BEGIN Data excerpts

PR #197, opened 2019-07-01
[BTRX-713] Add PM column to Search Results Table

tadeork:
## Addresses
https://broadinstitute.atlassian.net/browse/BTRX-713

## Changes
Add new column to search result showing the user to contact to request access.

## Testing

---


grails-app/services/org/broadinstitute/orsp/IssueService.groovy
```diff
@@ -489,4 +489,15 @@ class IssueService implements UserInfo {
...
     }
 
+    /**
+     * Project can have PM ACTOR CREATOR.
+     * CG only have CREATOR.
+     * @param extraProperties
+     * @return
+     */
+    static Collection<String> getPmOrActor(Map<String, List<String>> extraProperties) {
+        Collection<String> userPm = extraProperties.findAll ({ it.key == IssueExtraProperty.PM }).values().flatten()
```
dags: userPm name seems to indicate a single item but this is a Collection. Probably should be named differently.

grails-app/controllers/org/broadinstitute/orsp/SearchController.groovy
```diff
@@ -152,6 +152,7 @@ class SearchController implements UserInfo {
                 options.irbsOfRecord) {
             rows = queryService.findIssues(options).collect {
                 Map<String, Object> arguments = IssueUtils.generateArgumentsForRedirect(it.type, it.projectKey, null)
+                Collection<String> accessContacts = getProjectAccessContact(it.extraPropertiesMap, it.reporter)
```
rushtong: Minor suggestion. Since these values go right to the UI, it might be nice to sort them here. Alpha is probably the safest bet. That way you are generally returning the list in the same order each time and the UI can decide what to do differently if it wants to. The way it is now, the list will be random depending on how it loads.

grails-app/services/org/broadinstitute/orsp/IssueService.groovy
```diff
@@ -489,4 +489,15 @@ class IssueService implements UserInfo {
         IssueType.valueOfName(issue?.getType())?.prefix?.toLowerCase()
     }
 
+    /**
+     * Project can have PM ACTOR CREATOR.
+     * CG only have CREATOR.
+     * @param extraProperties
+     * @return
```
rushtong: nit: either remove or fill it in. This is a package protected method, probably doesn't need it. I don't feel strongly about javadoc in general. The only exception is for non-trivial methods that do some substantial work. This one is pretty self explanatory.

grails-app/services/org/broadinstitute/orsp/QueryService.groovy
```diff
@@ -748,7 +748,7 @@ class QueryService implements Status {
             params.put('funding', "%" + options.getFundingInstitute() + "%")
         }
         if (options.userName) {
-            def q = ' u.user_name like :userName '
+            def q = ' u.user_name like :userName  or i.reporter like :userName'
```
rushtong: nit: spacing: 
```suggestion
            def q = ' u.user_name like :userName or i.reporter like :userName'
```

PR #202, opened 2019-07-03
[BTRX-727] Remove GDPR question

tadeork:
## Addresses
https://broadinstitute.atlassian.net/browse/BTRX-727

## Changes
Removed from international cohort wizard and review components GDPR question.

## Testing

---


src/main/webapp/components/InternationalCohorts.js
```diff
@@ -38,7 +38,7 @@ export const InternationalCohorts = hh(class InternationalCohorts extends Compon
       yesOutput: 3,
       noOutput: DETERMINATION.EXIT,
       answer: null,
-      progress: 17,
+      progress: 20,
```
rushtong: nit: not your code, so does not have to be addressed in this PR. This really should be a calculation, not a hard number. Future changes would only need to alter the formula instead of each particular progress level.

tadeork: Agree.

tadeork: https://broadinstitute.atlassian.net/browse/BTRX-730 <- done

END Data excerpts

▶ [Assignment]: Set down exactly the lines that begin the records and continue through the line bearing "dags: userPm name"; include both ends.

▶ [Answer to this exercise]:
PR #197, opened 2019-07-01
[BTRX-713] Add PM column to Search Results Table

tadeork:
## Addresses
https://broadinstitute.atlassian.net/browse/BTRX-713

## Changes
Add new column to search result showing the user to contact to request access.

## Testing

---


grails-app/services/org/broadinstitute/orsp/IssueService.groovy
```diff
@@ -489,4 +489,15 @@ class IssueService implements UserInfo {
...
     }
 
+    /**
+     * Project can have PM ACTOR CREATOR.
+     * CG only have CREATOR.
+     * @param extraProperties
+     * @return
+     */
+    static Collection<String> getPmOrActor(Map<String, List<String>> extraProperties) {
+        Collection<String> userPm = extraProperties.findAll ({ it.key == IssueExtraProperty.PM }).values().flatten()
```
dags: userPm name seems to indicate a single item but this is a Collection. Probably should be named differently.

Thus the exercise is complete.